# Need Help with Trig Modeling

• Mar 19th 2009, 05:52 PM
tictac
Need Help with Trig Modeling
Could someone help me with trig modeling problem?

4)Assume that are aboard a submarine, submerged in the Pacific Ocean. At time t=0 you make contact with an enemy destroyer. Immediately, you start "porpoising" ( going deeper and shallower). At time t= 4 minutes, you are at your deepest, y= -1000 meters. At time t= 9 minutes, you next reach your shallowest, y= -200 meters. Assume that y vries sinusoidally with t for t > 0.
a) Sketch the graph of y versus t.

b) Write the particular equation expressing y in terms of t.

c) Your submarine is "safe" when it is below y = -300 meters. At time t=0, was your submarine safee? Justify your answer.
• Mar 19th 2009, 11:20 PM
Trig equation
Hello tictac
Quote:

Originally Posted by tictac
Could someone help me with trig modeling problem?

Quote:

Originally Posted by tictac
4)Assume that are aboard a submarine, submerged in the Pacific Ocean. At time t=0 you make contact with an enemy destroyer. Immediately, you start "porpoising" ( going deeper and shallower). At time t= 4 minutes, you are at your deepest, y= -1000 meters. At time t= 9 minutes, you next reach your shallowest, y= -200 meters. Assume that y vries sinusoidally with t for t > 0.
a) Sketch the graph of y versus t.

b) Write the particular equation expressing y in terms of t.

c) Your submarine is "safe" when it is below y = -300 meters. At time t=0, was your submarine safee? Justify your answer.
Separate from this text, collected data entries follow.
PR #3372, opened 2026-01-22
[Test] Skip Llama test when tokenizer unavailable instead of xfail

vmoens:
* #3377
* #3376
* #3375
* #3374
* #3373
* __->__ #3372

The test_history_assistant_mask_llama test requires a Llama tokenizer
to properly handle Llama-specific special tokens for accurate assistant
masking. Since Llama models are gated on HuggingFace and cannot be
accessed in CI, change from pytest.xfail() to pytest.skip() with a
clear message explaining why.

This is cleaner than xfail because:
- It clearly explains the limitation
- It doesn't add noise to test results
- The test will run if the Llama tokenizer is available

The History API functionality is still tested via
test_history_assistant_mask_qwen which covers the same API.

### DIFF
--- a/.github/labels.yml
+++ b/.github/labels.yml
@@ -1,0 +1,216 @@
+# Labels for TorchRL repository
+# Use with: gh label create "Label Name" --description "Description" --color "hex"
+# Or run: .github/scripts/create_labels.sh pytorch/rl
+
+# =============================================================================
+# Issue/PR Type Labels
+# =============================================================================
+- name: bug
+  description: "Something isn't working"
+  color: "d73a4a"
+
+- name: enhancement
+  description: "New feature or request"
+  color: "a2eeef"
+
+- name: documentation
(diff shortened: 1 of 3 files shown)


test/llm/test_data.py
```diff
@@ -419,15 +419,24 @@ def test_history_assistant_mask_qwen(self, test_case):
...
-            tokenizer = AutoTokenizer.from_pretrained("Qwen/Qwen2.5-0.5B-Instruct")
+            tokenizer = AutoTokenizer.from_pretrained(
+                "meta-llama/Llama-3.2-1B-Instruct"
+            )
         except Exception:
-            pytest.xfail("Could not load Llama tokenizer - model may be gated")
+            pytest.skip(
+                "Llama tokenizer not available (gated model). "
+                "The History API is tested via test_history_assistant_mask_qwen."
+            )
```
vmoens, line 440: removed in a followup PR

The equation you need will be something like

$\displaystyle y = a\sin b(t+c) +d$

In this equation, the amplitude = $\displaystyle a$ = half the difference between the deepest and shallowest positions. (So you can work out the value of $\displaystyle a$, from the information given.)
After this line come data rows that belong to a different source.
PR #3384, opened 2026-01-26
[Environments] Add FinancialRegimeEnv: A Vectorized Financial Environment

### LINKED ISSUE #3394: [Feature Request] Add a native, vectorized financial trading environment
## Motivation

Currently, TorchRL lacks a native environment specifically designed for financial time-series RL benchmarks. Users often have to wrap external libraries (like OpenAI Gym-based trading envs), which can be cumbersome and inefficient.

Currently, prototyping financial agents is difficult because:

- External environments often lack native TensorDict integration.

- It is difficult to leverage GPU acceleration for high-throughput sampling with existing external wrappers.

- There is no standardized benchmark for testing how agents handle regime shifts (e.g., transitioning from a bull market to a bear market).

## Solution

Adding a new environment, FinancialRegimeEnv, to the library.

This environment should:

- Simulate Dynamics: Use Geometric Brownian Motion (GBM) to model price movements realistically.

- Handle Regimes: Include logic to transition between Bull, Bear, and Sideways markets based on momentum and volatility.

- Be Vectorized: Support fully vectorized execution to allow for high-speed data generation on GPUs.

- Native Integration: Be built directly on top of TensorDict to ensure seamless compatibility with TorchRL’s collectors and trainers.

## Alternatives

- Wrapping External Gym Environments: This is the current workaround, but it introduces overhead and often breaks the vectorized data flow required for efficient training in TorchRL.

- Simple Random Walks: One could use basic random walk environments, but these fail to capture the complexity of market regimes (drifts and volatilities) necessary for robust financial RL benchmarking.

## Checklist

aneesh223:
# Description:

This PR adds FinancialRegimeEnv, a lightweight, vectorized environment for financial reinforcement learning. It simulates price movements using Geometric Brownian Motion with regime-switching dynamics (Bull, Bear, Sideways) derived from momentum and volatility logic.

# Motivation and Context

TorchRL currently lacks a native financial environment. This addition provides a standard benchmark for users testing RL agents on continuous time-series data with regime shifts. It is designed to be fully compatible with TensorDict and supports GPU acceleration.

# Types of changes

[ ] Bug fix (non-breaking change which fixes an issue)

[x] New feature (non-breaking change which adds core functionality)

[ ] Breaking change (fix or feature that would cause existing functionality to change)

[x] Documentation (update in the documentation)

[ ] Example (update in the folder of examples)

# Checklist

[x] I have read the [CONTRIBUTION](https://github.com/pytorch/rl/blob/main/CONTRIBUTING.md) guide (required)

[ ] My change requires a change to the documentation.

[x] I have updated the tests accordingly (required for a bug fix or a new feature).

[x] I have updated the documentation accordingly.

Fixes #3394

### DIFF
--- a/test/test_custom_envs.py
+++ b/test/test_custom_envs.py
@@ -2,11 +2,17 @@
 #
 # This source code is licensed under the MIT license found in the
 # LICENSE file in the root directory of this source tree.
+from __future__ import annotations
 
+import random
+
+import pytest
 import torch
+from tensordict import TensorDict
 
+from torchrl.envs import check_env_specs, LLMHashingEnv, PendulumEnv, TicTacToeEnv
 from torchrl.envs.custom.trading import FinancialRegimeEnv
-from torchrl.envs.utils import check_env_specs
+from torchrl.testing import get_default_devices
 
 
 class TestCustomEnvs:
@@ -63,6 +69,8 @@ class TestCustomEnvs:
         r = env.rollout(20, break_when_any_done=False)
         assert r.shape == torch.Size((20,))
 
+    @pytest.mark.gpu
+    @pytest.mark.skipif(not torch.cuda.is_available(), reason="CUDA not available")
     def test_financial_env_device(self):
         """Test environment works on different devices."""
         # Test CPU (always available)
@@ -79,3 +87,70 @@ class TestCustomEnvs:
             env_cuda = FinancialRegimeEnv(device="cuda:0")
             assert env_cuda.device.type == "cuda"
             check_env_specs(env_cuda)
+
+
+class TestTicTacToeEnv:
+    def test_tictactoe_env(self):
+        torch.manual_seed(0)
+        env = TicTacToeEnv()
+        check_env_specs(env)
+        for _ in range(10):
+            r = env.rollout(10)
+            assert r.shape[-1] < 10
+            r = env.rollout(10, tensordict=TensorDict(batch_size=[5]))
+            assert r.shape[-1] < 10
+        r = env.rollout(
+            100, tensordict=TensorDict(batch_size=[5]), break_when_any_done=False
+        )
+        assert r.shape == (5, 100)
+
+    def test_tictactoe_env_single(self):
+        torch.manual_seed(0)
+        env = TicTacToeEnv(single_player=True)
+        check_env_specs(env)
+        for _ in range(10):
+            r = env.rollout(10)
+            assert r.shape[-1] < 6
+            r = env.rollout(10, tensordict=TensorDict(batch_size=[5]))
+            assert r.shape[-1] < 6
+        r = env.rollout(
+            100, tensordict=TensorDict(batch_size=[5]), break_when_any_done=False
+        )
+        assert r.shape == (5, 100)
+
+
+class TestPendulum:
+    @pytest.mark.parametrize("device", [None, *get_default_devices()])
+    def test_pendulum_env(self, device):
+        env = PendulumEnv(device=device)
+        assert env.device == device
+        check_env_specs(env)
+
+        for _ in range(10):
+            r = env.rollout(10)
+            assert r.shape == torch.Size((10,))
+            r = env.rollout(10, tensordict=TensorDict(batch_size=[5], device=device))
+            assert r.shape == torch.Size((5, 10))
+
+    def test_llm_hashing_env(self):
+        vocab_size = 5
+
+        class Tokenizer:
+            def __call__(self, obj):
+                return torch.randint(vocab_size, (len(obj.split(" ")),)).tolist()
+
+            def decode(self, obj):
+                words = ["apple", "banana", "cherry", "date", "elderberry"]
+                return " ".join(random.choice(words) for _ in obj)
+
+            def batch_decode(self, obj):
+                return [self.decode(_obj) for _obj in obj]
+
+            def encode(self, obj):
+                return self(obj)
+
+        tokenizer = Tokenizer()
+        env = LLMHashingEnv(tokenizer=tokenizer, vocab_size=vocab_size)
+        td = env.make_tensordict("some sentence")
+        assert isinstance(td, TensorDict)
+        env.check_env_specs(tensordict=td)
--- a/torchrl/envs/custom/trading.py
+++ b/torchrl/envs/custom/trading.py
@@ -317,6 +317,12 @@ class FinancialRegimeEnv(EnvBase):
 
         self.state_spec = self.observation_spec.clone()
 
+        self.done_spec = Composite(
+            done=Categorical(n=2, shape=(1,), dtype=torch.bool),
+            terminated=Categorical(n=2, shape=(1,), dtype=torch.bool),
+            truncated=Categorical(n=2, shape=(1,), dtype=torch.bool),
+        )
+
         self.action_spec = Categorical(
             n=3,
             shape=(1,),
--- a/test/test_envs.py
+++ b/test/test_envs.py
@@ -11,7 +11,6 @@ import gc
 import importlib
 import os
 import pickle
-import random
 import re
 import signal
 import threading
@@ -53,12 +52,9 @@ from torchrl.envs import (
     DoubleToFloat,
     EnvBase,
     EnvCreator,
-    LLMHashingEnv,
     ParallelEnv,
-    PendulumEnv,
     SerialEnv,
     set_gym_backend,
-    TicTacToeEnv,
 )
 from torchrl.envs.batched_envs import _stackable
 from torchrl.envs.gym_like import default_info_dict_reader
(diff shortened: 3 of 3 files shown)


torchrl/envs/custom/trading.py
```diff
@@ -0,0 +1,695 @@
...
+    This class provides tensor-based implementations of market regime detection,
+    volatility calculations, and adaptive risk parameters for use in RL environments.
+    """
+
+    def __init__(self, device: torch.device | None = None):
+        """Initialize the FinancialMarketDynamics class.
+
+        Args:
+            device: PyTorch device to use for computations (default: CPU)
+        """
```
vmoens: I like grouping these docstrings usually
Giving an example of usage there also goes a long way!

test/test_custom_envs.py
vmoens, line 1: Let's avoid making one file per class tested. If you don't feel like any of the existing files suits the purpose we can make a dedicated `test_custom_envs.py`

torchrl/envs/custom/trading.py
```diff
@@ -0,0 +1,695 @@
...
+        Returns:
+            Returns tensor with NaN values for initial periods
+        """
+        if periods >= prices.shape[-1]:
+            return torch.full_like(prices, float("nan"))
+
+        returns = torch.full_like(prices, float("nan"))
+        returns[..., periods:] = (
+            prices[..., periods:] - prices[..., :-periods]
+        ) / prices[..., :-periods]
```
vmoens: numerical underflow?

torchrl/envs/custom/trading.py
```diff
@@ -0,0 +1,695 @@
...
+        # Use 1D convolution for rolling mean
+        kernel = torch.ones(window_size, device=self.device) / window_size
+
+        # Reshape for conv1d: (batch_size, channels, sequence_length)
+        original_shape = tensor.shape
+        tensor_flat = tensor.view(-1, original_shape[-1]).unsqueeze(1)
+
+        # Apply convolution with padding
+        conv_result = torch.nn.functional.conv1d(
+            tensor_flat, kernel.view(1, 1, -1), padding=window_size - 1
```
vmoens: view can be dangerous and `reshape` will do a no-copy op if possible

torchrl/envs/custom/trading.py
```diff
@@ -0,0 +1,695 @@
...
+        """
+        if window_size > tensor.shape[-1]:
+            return torch.full_like(tensor, float("nan"))
+
+        # Use 1D convolution for rolling mean
+        kernel = torch.ones(window_size, device=self.device) / window_size
+
+        # Reshape for conv1d: (batch_size, channels, sequence_length)
+        original_shape = tensor.shape
+        tensor_flat = tensor.view(-1, original_shape[-1]).unsqueeze(1)
```
vmoens: ditto: let's use reshape?
Do we need unsqueeze + view, not just view/reshape?

torchrl/envs/custom/trading.py
```diff
@@ -0,0 +1,695 @@
...
+
+        # Apply convolution with padding
+        conv_result = torch.nn.functional.conv1d(
+            tensor_flat, kernel.view(1, 1, -1), padding=window_size - 1
+        )
+
+        # Remove extra padding and reshape back
+        conv_result = conv_result[:, 0, : original_shape[-1]]
+        result = conv_result.view(original_shape)
```
vmoens: ditto

torchrl/envs/custom/trading.py
```diff
@@ -0,0 +1,695 @@
...
+        drift = params["drift"]
+        transaction_cost = params["transaction_cost"]
+        max_steps = params["max_steps"]
+
+        # Generate next price using geometric Brownian motion with regime-aware parameters
+        current_price = price_history[..., -1]
+        dt = 1.0 / 252.0  # Daily time step
+
+        # Add some randomness for price generation
+        random_shock = torch.randn_like(current_price) * volatility * math.sqrt(dt)
```
vmoens: The `_step` method uses `torch.randn_like()` without a generator, making the environment non-reproducible. In `PendulumEnv`, `_step` is deterministic - only `_reset` uses the generator. If price generation needs randomness per step, you need to either:
- Pass the rng through the tensordict (complex)
- Store random seeds/noise in the state
- Make price evolution deterministic based on some state variable

torchrl/envs/custom/trading.py
```diff
@@ -0,0 +1,695 @@
...
+            window_size: Size of price history window (default: 50)
+        """
+        if td_params is None:
+            td_params = self.gen_params(device=device, window_size=window_size)
+
+        super().__init__(device=device)
+        self._make_spec(td_params)
+
+        # Initialize market dynamics
+        self.market_dynamics = FinancialMarketDynamics(device=self.device)
```
vmoens: The constructor initializes `self.market_dynamics = FinancialMarketDynamics(device=self.device)`, but this object is never called in `_step` or `_reset`. The entire `FinancialMarketDynamics` class and `MarketRegime` enum are dead code. The environment name is "FinancialRegimeEnv" but regime detection isn't actually integrated.

torchrl/envs/custom/trading.py
```diff
@@ -0,0 +1,695 @@
...
+        self.observation_spec = Composite(
+            price_history=UnboundedContinuous(
+                shape=(window_size,),
+                dtype=torch.float32,
+            ),
+            current_holdings=Binary(
+                shape=(1,),
+                dtype=torch.bool,
+            ),
+            step_count=UnboundedContinuous(
```
vmoens: `UnboundedContinuous` is for floating-point values. For integer step counts, use `UnboundedDiscrete` or remove it from observation_spec entirely (many environments don't expose step count as an observation).

torchrl/envs/custom/trading.py
```diff
@@ -0,0 +1,695 @@
...
+            new_holdings[buy_mask, 0] = True
+            # Pay transaction cost for buying
+            reward[buy_mask] = -transaction_cost[buy_mask]
+
+        # Sell action (2)
+        sell_mask = (action == 2) & (current_holdings.squeeze(-1))
+        if sell_mask.any():
+            new_holdings[sell_mask, 0] = False
+            # Receive profit/loss minus transaction cost
+            reward[sell_mask] = price_change[sell_mask] - transaction_cost[sell_mask]
```
vmoens: When selling, `price_change` is only the single-step return, not the gain/loss from when the position was opened. To properly reward P&L, you'd need to track the entry price in the state.

torchrl/envs/custom/trading.py
```diff
@@ -0,0 +1,695 @@
...
+        valid_returns = returns[..., 1:]  # Skip NaN
+
+        volatility = torch.std(valid_returns, dim=-1) * math.sqrt(252)
+
+        # Clamp volatility to reasonable range
+        return torch.clamp(volatility, min=0.1, max=3.0)
+
+
+class FinancialRegimeEnv(EnvBase):
+    """A financial trading environment with market regime detection.
```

The period $\displaystyle = \frac{2\pi}{b}=$ the time for one complete 'cycle' = twice the time between the deepest and shallowest positions. (So you can work out the value of $\displaystyle b$.)

$\displaystyle d$ represents the average depth; so it's mid-way between the deepest and shallowest. $\displaystyle y$ then varies from $\displaystyle d+a$ to $\displaystyle d-a$.

$\displaystyle c$ is the phase shift; you can work it out (once you've found $\displaystyle a, b$ and $\displaystyle d$) if you know a value of $\displaystyle y$ at a certain time t. So plug $\displaystyle t = 4, y = -1000$ into your equation, and you're there.

• Mar 20th 2009, 06:28 AM
tictac
Need help with Trig Modeling
y = -400 sin (.628t -.943) - 600.

Quote:

Hello tictacThe equation you need will be something like

$\displaystyle y = a\sin b(t+c) +d$

In this equation, the amplitude = $\displaystyle a$ = half the difference between the deepest and shallowest positions. (So you can work out the value of $\displaystyle a$, from the information given.)
The period $\displaystyle = \frac{2\pi}{b}=$ the time for one complete 'cycle' = twice the time between the deepest and shallowest positions. (So you can work out the value of $\displaystyle b$.)
$\displaystyle d$ represents the average depth; so it's mid-way between the deepest and shallowest. $\displaystyle y$ then varies from $\displaystyle d+a$ to $\displaystyle d-a$.
$\displaystyle c$ is the phase shift; you can work it out (once you've found $\displaystyle a, b$ and $\displaystyle d$) if you know a value of $\displaystyle y$ at a certain time t. So plug $\displaystyle t = 4, y = -1000$ into your equation, and you're there.